I used Microsoft Excel for looking at the data initially, just to see the form of the questions and answers. As the answers all came in as full text strings, it was difficult to see any patterns or trends. I used Notepad++ to do some find/replace and changed all the answers to A, B, C etc. In this form it was much easier to skim over and it helped enormously in working out the structure of the survey. I could see pretty quickly, for example, that those who answered C for the first question only answered one other question: the last one. Replacing the strings with single characters like this also greatly reduced the size of the file, from 9MB to 800KB. For design and scripting I used Adobe Illustrator with the free Scriptographer plugin. It’s vector drawing software, not really made for data analysis, but I like the challenge of building the visualisation from scratch like this. It means I understand every step of the process and am not working with a limited set of pre-built templates. Scriptographer (and soon Paper.js) is the scripting environment I’m most excited about learning right now, so it made sense to see what I could do with that. I certainly intend to look at other software down the line, though.
How did you decide on the visual properties of the design (eg. the colour scheme, the dimensions, the typeface etc.)
I wasn’t really sure what shape it would take, so I just started with A3 landscape so that I could print it out easily for myself and that I hoped would be large enough to accommodate everything. I was ready to change it if I felt I needed to, but I never did. I wanted the focus to be strongly on the graph, not the labels and other information, so I started with the circles and fiddled until I got something I was happy with, and then used greys and a grey-blue for the rest of the design. The typeface, Azuro, is one I purchased recently and have been eager to test on a project like this. I think the large x-height, narrow character widths and open forms are well suited to information design.
How did you know when to stop iterating the design?
I stopped when it matched the idea I had started with. I think there are ways I could change it and other ideas I might like to try, but it seemed to me that this concept had come to its conclusion. I felt I had learned what I had hoped to and had seen my idea through. Since I did this mainly as a learning exercise, I felt I would rather start something new than spend more time trying alternatives.
What insights are you hoping for people will draw from this work? Any plans to take this project further? Any follow ups?
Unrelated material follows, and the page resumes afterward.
PR #1288, opened 2021-08-17
Remove files that are not longer used for create/update premium list

rachelguan:
Client/servlet model was used to support create or update premium list and the action files were where the logic resides. Both CreatePremiumListCommand and UpdatePremiumListComand recently were refactored to support display entity change in the same way as the CreateReservedListCommand and UpdateReservedListCommand. And now. client/servlet model is no longer applicable to create/update premium list. 
This PR was created to remove all the action files that are no longer used.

I was really just hoping to be able to reveal anything about the data to show how effective visualising it can be when looking for patterns or trends. I focussed on those few questions because I hoped we might be able to learn something about who is earning money from WordPress and how they use it, and although what we see is hardly surprising, I find it enormously satisfying to be able to see it so easily with the visualisation. I had a few ideas for simple variations, such as using one circle in place of each block of dots, but I felt I had succeeded in my initial aims and would rather start on something new than keep iterating with the same concept.